WHAT THE EXERCISE ASKS: Starting at the line that contains "WebUI is not", quote each line exactly through the last line of the entries, both included.
#####
PR #13664, opened 2026-08-10
release: 26.8.1

fregataa:
## Summary

Cut the `26.8.1` patch release on the `26.8` branch.

- Bump `VERSION` to `26.8.1`. WebUI is not re-bundled (stays at the `26.8.0` bundle).
- Consume the 9 `changes/` news fragments accumulated since `26.8.0` — 1 feature, 8 fixes.
- Regenerate the OpenAPI reference (version string only). Sample configs and the GraphQL schema regenerate byte-identical, so they carry no diff.
- Update the external tool binaries (`bssh`), committed separately.

## Changelog organization

Flat bullet list under `## 26.8.1`, matching the format of previous patch releases (`26.4.1`, `26.4.2`, `26.4.3`). No RC was cut for `26.8.1`, so there is nothing to consolidate and no `####` subsection grouping is warranted at this entry count.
#####
WRITTEN ANSWER:
- Bump `VERSION` to `26.8.1`. WebUI is not re-bundled (stays at the `26.8.0` bundle).
- Consume the 9 `changes/` news fragments accumulated since `26.8.0` — 1 feature, 8 fixes.
- Regenerate the OpenAPI reference (version string only). Sample configs and the GraphQL schema regenerate byte-identical, so they carry no diff.
- Update the external tool binaries (`bssh`), committed separately.

## Changelog organization

Flat bullet list under `## 26.8.1`, matching the format of previous patch releases (`26.4.1`, `26.4.2`, `26.4.3`). No RC was cut for `26.8.1`, so there is nothing to consolidate and no `####` subsection grouping is warranted at this entry count.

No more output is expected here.